Here's another heuristic motivation for the Jeffreys prior. If you wanted to put an uninformative prior on a Euclidean space, you might choose the uniform distribution because it assigns equal probabilities to equal volumes. On manifolds, volumes are computed by integrating a volume form. There's a natural way to construct a volume form from a Riemannian metric, and the Jeffreys prior is simply the volume form constructed from the Riemannian metric. Hence, it assigns equal probabilities to equal volumes. (This automatically explains why it's invariant to parameterization.)

Hamiltonian flows

As I mentioned, gradient descent can be unstable because it depends on the parameterization, and natural gradient is one way around this. But another trick to speed up gradient descent is to use momentum. This is popular because it's very cheap and simple to implement.

But in Bayesian machine learning, you often need to sample from a posterior rather than maximize a function. Metropolis-Hastings is a very general technique for getting approximate samples from distributions. However, it requires specifying a proposal distribution, and the most naive choices can be extremely inefficient. One of the most successful M-H algorithms is Hamiltonian Monte Carlo (HMC), where the proposal distributions correspond to a numerical simulation of Hamiltonian dynamics -- essentially gradient descent with momentum. HMC is the workhorse behind Stan, a probabilistic programming language. The best reference on HMC is probably Radford Neal's tutorial.

Ordinarily in M-H, there's a tradeoff where small steps have high acceptance probabilities but don't move very far, and large steps have low acceptance probabilities. HMC proposes very large steps, so we might ordinarily expect it to suffer from extremely small acceptance probabilities. Surprisingly, it can be shown that the acceptance probability is close to 1 if the dynamics are simulated to high enough precision -- this is the insight that makes it work. This is a consequence of two facts: that Hamiltonian dynamics conserves energy, and that it preserves volume in phase space.

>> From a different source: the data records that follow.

PR #6993, opened 2020-05-04
Enhanced responsive footer

### LINKED ISSUE #6821: T - Implement mobile-optimized footer.
See User Story issue for comps and description: #6784.

# Acceptance Criteria 
- [ ] New responsive footer implemented on desktop, tablet, mobile

schalkneethling:
This updates the footer to be fully responsive across devices. One thing to note, the lang selector has temporarily been removed from the landing page.

I will create an issue to address this topic as there is some discussion needed around how to best implement this on the React side.

With that out of the way, here is what to look for.

## Footer on mobile

Screenshot 2020-05-04 at 15 34 46

## Footer on tablet

Screenshot 2020-05-04 at 15 34 57

## Footer on desktop

Screenshot 2020-05-04 at 15 34 25

NOTE: There are some very slight deviations from the design in https://github.com/mdn/kuma/issues/6784 due to technical constraints.

Also NOTE: The footer on `wiki.` should still be as it is currently in production.

@mindy r?

@malqinneh for design review.

fix #6821


malqinneh:
Thank you @schalkneethling!

### For Desktop and Tablet:
- Spacing can be tighter specifically around legal note/links (refer to [Mozilla's footer for reference](https://www.mozilla.org/en-US/))
- No need to use Zilla for [MDN] & [Mozilla] labels (one font should suffice)

### For Desktop, Tablet, and Mobile:
- Background can be #000 instead of #333 (MDN logo in the header and background of footer can be 100% black for brand guide alignment and contrast legibility)

jinja2/react_base.html
```diff
@@ -105,29 +105,73 @@
...
+          <li><a
+              href="https://www.mozilla.org/firefox/?utm_source=developer.mozilla.org&utm_campaign=footer&utm_medium=referral">Firefox</a>
+          </li>
+        </ul>
+        
+        <div class="social social-mdn">
+          <h4>{{ _('MDN') }}</h4>
+          <ul>
+            <li>
+              <a href="https://twitter.com/mozdevnet">
```
mindy, line 130: Suggestion: I think we should make the external links open in a new tab.

schalkneethling: I was thinking the same but, they were not currently so, I left it as is. Happy to change it though.

kuma/static/styles/minimalist/structure/_footer.scss
```diff
@@ -1,183 +1,144 @@
...
     }
+}
 
-    .languages {
-        @include clearfix();
-        padding-bottom: $gutter-width;
-        margin-bottom: $gutter-width;
+@supports (display: grid) {
+    .content-container {
+        display: grid;
```
mindy, line 95: I don't have much experience with CSS grids, so this is very neat to see how it's implemented !

jinja2/react_base.html
mindy: Since we were both thinking it, I think we should go with our instincts and change it

malqinneh: Third-ed!

schalkneethling: I will make it so.

schalkneethling:
Also, no worries with regards to the lang selector. We are going to standardize on no lang selector across footers:

https://github.com/mdn/kuma/issues/6784#issuecomment-623449432

schalkneethling:
>     * No need to use Zilla for [MDN] & [Mozilla] labels (one font should suffice)

Yeah, that is somehow happening on the landing page. Will have to override it :(

schalkneethling:
>     * Background can be #000 instead of #333 (MDN logo in the header and background of footer can be 100% black for styleguide alignment and contrast legibility)

I would not recommend this. Having a foregroud color of `#fff`, both `#000` and `#333` passes WCAG AAA as a background color in terms of contrast. The problem with pure white on pure black is that it can cause general eye strain and, is particularly bad for people with dyslexia - https://uxmovement.com/content/why-you-should-never-use-pure-black-for-text-or-backgrounds/

schalkneethling:
> Thank you @schalkneethling! This looks good to me-- just had one question about the external links.

Updated!

malqinneh:
> I would not recommend this. Having a foregroud color of `#fff`, both `#000` and `#333` passes WCAG AAA as a background color in terms of contrast. The problem with pure white on pure black is that it can cause general eye strain and, is particularly bad for people with dyslexia - https://uxmovement.com/content/why-you-should-never-use-pure-black-for-text-or-backgrounds/

In context of the footer (ie. size, location, copy/links, priority on page), do you think changing it to #000 to maintain standardization as per Mozilla's brand guide will cause users eye strain?

schalkneethling:
> > I would not recommend this. Having a foregroud color of `#fff`, both `#000` and `#333` passes WCAG AAA as a background color in terms of contrast. The problem with pure white on pure black is that it can cause general eye strain and, is particularly bad for people with dyslexia - [uxmovement.com/content/why-you-should-never-use-pure-black-for-text-or-backgrounds](https://uxmovement.com/content/why-you-should-never-use-pure-black-for-text-or-backgrounds/)
> 
> In context of the footer (ie. size, location, copy/links, priority on page), do you think changing it to #000 to maintain standardization as per [Mozilla's brand guide](https://mozilla.design/) will cause users eye strain?

I am not a fan, I personally find(especially small text) almost impossible to read:

Screenshot 2020-05-05 at 19 14 35

Also, MDN does not have to match Mozilla's brand identity 1:1, we are the rebel alliance :)

schalkneethling:
Thank you for the reviews @mindy and @malqinneh

PR #7038, opened 2020-05-11
Switch to single interaction model for main navigation

### LINKED ISSUE #7008: T - Standardize on single interaction model - main navigation
In the past the top-level entries for each main menu linked to a landing page and so, it was no possible to trigger the drop-down menus via a click event.

This is no longer the case. On mobile, we do trigger the drop-down via a tap event. I propose that we standardize the menu interaction on all viewports to be expanded via click event as opposed to hover on desktop and click on mobile.

## Acceptance Criteria

- [ ] Main menu expands on click on all viewports and devices
- [ ] instrumentation matches desktop events or implements new events

schalkneethling:
This switches us to a single interaction model with regards to the main menu for all viewport sizes and devices.

@mindy r?

fix #7008


mindy:
I don't see anything in this diff that could've affected it, but the wiki header dropdown isn't showing for me on hover or click: 
wiki-nav

Let me know if I should move this to a separate issue.

schalkneethling:
> I think there needs to be a `pointer-events: none` added to the dropdown arrow. Currently clicking on `.main-menu-arrow` does not open up the dropdown.

I moved the icon to a background image. One less DOM element per top-level entry o/\\o

> I don't see anything in this diff that could've affected it, but the wiki header dropdown isn't showing for me on hover or click

Hmm, still works for me

schalkneethling:
> I think there needs to be a `pointer-events: none` added to the dropdown arrow. Currently clicking on `.main-menu-arrow` does not open up the dropdown.

I moved the icon to a background image. One less DOM element per top-level entry o/\\o

> I don't see anything in this diff that could've affected it, but the wiki header dropdown isn't showing for me on hover or click

Hmm, still works for me

schalkneethling:
Thank you for the review @mindy - updated

mindy:
> I moved the icon to a background image. One less DOM element per top-level entry o/\o
> 
Even better!

> > I don't see anything in this diff that could've affected it, but the wiki header dropdown isn't showing for me on hover or click
> 
> Hmm, still works for me
This is working for me now, sorry about the false alarm! Weirdly when I turn off "cross-site trackers blocked" it works 🤷‍♀️

mindy:
LGTM. Thank you Schalk! I think you may need to pull the latest version of master to get the build to pass, per Peter's email (I'm in the same boat and need to do so myself :))

PR #387, opened 2020-11-05
Update Help Text - Recurring

KarinG:
Overview
Update the Help Text for Recurring Contributions.

D7 or D8?
D8 - to be ported

### DIFF
--- a/src/AdminHelp.php
+++ b/src/AdminHelp.php
@@ -154,7 +154,7 @@ class AdminHelp implements AdminHelpInterface {
     return '<p>' .
       t('Supported payment processors enabled on the contribution page are available here. "Pay Later" option allows the user to purchase events/memberships without entering a credit card.') .
       '</p><p>' .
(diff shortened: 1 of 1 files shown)


mglaman:
```
Behat\Mink\Exception\ElementNotFoundException: Form field with id|name|label|value "Enable CiviCRM Processing" not found.
```

🤔 this is a random failure I saw before, too. See this comment:

```
    $this->getSession()->getPage()->clickLink('CiviCRM');
    // @todo Randomly this fails saying that the checkbox does not exist.
    $this->assertSession()->waitForField('Enable CiviCRM Processing');
    $this->htmlOutput();
    $this->getSession()->getPage()->checkField('Enable CiviCRM Processing');
```

https://github.com/colemanw/webform_civicrm/blob/8.x-5.x/tests/src/FunctionalJavascript/ContactSubmissionTest.php#L25

Maybe you can rerun it and see what happens

PR #388, opened 2020-11-08
Remove contribution page dependency from the webform

jitendrapurohit:
Overview
Adding a contribution section no longer requires enabling a contribution page.

D7 or D8?
D8

Before
The contribution section is dependent on civicrm contribution page for various fields - financial type, currency etc.

After
Contribution Page dropdown is removed. 

webform_contribution

Comments
Upgrade code included. Ping @KarinG

### DIFF
--- a/includes/wf_crm_admin_component.inc
+++ b/includes/wf_crm_admin_component.inc
@@ -93,7 +93,7 @@ class wf_crm_admin_component {
       $this->form['value']['#empty_value'] = '';
     }
 
-    elseif ($name == 'contribution_page_id') {
+    elseif ($name == 'enable_contribution') {
       $this->form['value']['#access'] = FALSE;
       $this->form['#prefix'] = '<p>' . t('This is a placeholder for a Contribution Page.') . '</p>';
     }
@@ -207,7 +207,7 @@ class wf_crm_admin_component {
   public function adjustPageBreak() {
     $components = $this->node->webform['components'];
     foreach ($components as $cid => $component) {
-      if ($component['form_key'] == 'civicrm_1_contribution_1_contribution_contribution_page_id') {
+      if ($component['form_key'] == 'civicrm_1_contribution_1_contribution_enable_contribution') {
         // Iterate up through parents
         while ($component['pid']) {
           $component = $components[$component['pid']];
@@ -573,7 +573,7 @@ class wf_crm_admin_component {
             $row['data'][3]['data'] = $val;
           }
           // Contribution page - link to civicrm config form instead of component edit form
-          if ($name == 'contribution_page_id') {
+          if ($name == 'enable_contribution') {
             $type = t('CiviCRM Billing Fields');
             $class .= ' contribution';
             $row['data'][6]['data'] = l(t('Configure'), 'civicrm/admin/contribute/settings', array(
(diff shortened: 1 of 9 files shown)


KarinG:
Awesome - test failure `Subcommand @composer compile  returned with error code 1 `unrelated.

KarinG:
Hi! @jitendrapurohit - testing this - my notes:

**1. Installing this on a site that has Webforms with Contributions set up -> will break these webforms.** We're in beta releases - so not requiring an upgrade path but this change breaks things. I'm not sure how to best handle this. Do we jump to 8.x-6.x for the next beta release? And make it clear that we jumped 5.x -> 6.x in release notes and that if you have Contributions in your Webforms configured you will need to go in and make edits?  

@colemanw @mattwire - how would you suggest we handle the transition? 

image

**2. Testing ->** re-configuring the webform quickly produces correct results - it works great! 👍 👍 
image

**3. Notices ->** can you please check to see if you get these? I'm getting a lot of these in the watchdog:
image

mattwire:
@KarinG What is it that breaks? And what's the fix - is it just opening the config and re-saving?

KarinG:
What breaks is that you can't process any contribution after installing the new code. I installed the new code and I could no longer make the contribution I made on Thursday during Lunch & Learn. 

The fix is to get into the Webform->CiviCRM tab and to configure things -> save it. So it's not just an opening and save.

jitendrapurohit:
Hi @KarinG Thanks for testing this quickly :). Breaking the existing forms should not be the case as there's already an upgrade code included in the PR. See - https://github.com/colemanw/webform_civicrm/pull/388/files#diff-3e39f4bed550c50fb87042565e62b09905cc381ef5b884c243a8f180f6e24d8c

I think what's required is to simply execute `drush up` after applying the PR. Do you mean you already did that it is still not working? Also, noting that the upgrade handling is done in the same function `webform_civicrm_update_8001()` as it was done for the email receipt PR - https://github.com/colemanw/webform_civicrm/pull/372.

KarinG:
Hi! @jitendrapurohit - yes I did remember to `drush updatedb` and it processed `webform_civicrm_update_8001()` - when I installed the previous 2 PRs on this topic. 

But after installing this PR:

I can not submit an existing Webform:
image

And the CiviCRM tab looks like -> 
image

KarinG:
So maybe it's the order in which I tested this - and `update_8001` won't (of course) re-run again...

jitendrapurohit:
yes, I think this will not be the case with others since update_8001 will run as a single upgrade package for both https://github.com/colemanw/webform_civicrm/pull/372 and this PR? So probably you should be able to roll back to 8000 and re-execute drush updb? Eg -

    drush ev "drupal_set_installed_schema_version('webform_civicrm', 8000)"

KarinG:
I’ll try that tomorrow 👍 I’ve put away my computer for the night and am chasing teenagers to bed.

jitendrapurohit:
Sure @KarinG. Have pushed the fix for e-notices you've mentioned in point3 at https://github.com/colemanw/webform_civicrm/pull/388#issuecomment-723642004.

KarinG:
Awesome - that worked 👍 

image

Ok merging this!

PR #389, opened 2020-11-10
Always allow case administrators to view cases

colemanw:
This permits logged-in users with 'access all cases and activities' permission to load cases based on an id in the url, regardless of what contacts are on the form.
Previously, cases could only be loaded if a case client or case manager was a known contact on the form.


KarinG:
That's an easy one! 👍 :-)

Similarly to the parameter invariance results discussed previously, these two facts can be verified by inspection, but they also follow from higher-level abstractions. In particular, suppose we have a manifold M which gives the position of a particle. The cotangent bundle TM can be viewed as a manifold in its own right. In particular, it is a symplectic manifold. The canonical coordinate system for TM is a combination of position coordinates q, which identify the point in M, and momentum coordinates p, which identify a cotangent vector at q.

Suppose we have a function f on T*M, which we'll refer to as the Hamiltonian. (In the context of HMC, this corresponds to the negative log probability.) Recall that the differential of f is a covector field, so in order to get an update direction, we need to raise its index. When we raise it using the symplectic form, we get what's called the Hamiltonian vector field. The flow for this vector field, the Hamiltonian flow, corresponds to Hamiltonian dynamics. Interestingly, raising the index using the symplectic form is very different from raising it using a Riemannian metric; whereas the latter gives a descent direction, the former gives a direction which preserves f. I.e., the Hamiltonian flow moves along the level sets of f.

The fact that Hamiltonian flows preserve the Hamiltonian corresponds to the first property, conservation of energy. Similarly, it preserves volume, because it preserves the symplectic form and the volume form can be constructed from the symplectic form. Since these properties hold exactly for Hamiltonian flows, and HMC approximates Hamiltonian flows, we'd expect them to hold approximately in the context of HMC. (In fact, volume preservation holds exactly, so it's only energy conservation that's approximate.)

All of this is explained in this paper by Michael Betancourt.

While HMC is powerful, it still suffers from its dependence on the parameterization. Riemannian manifold HMC is an algorithm that combines the insights of both natural gradient and HMC.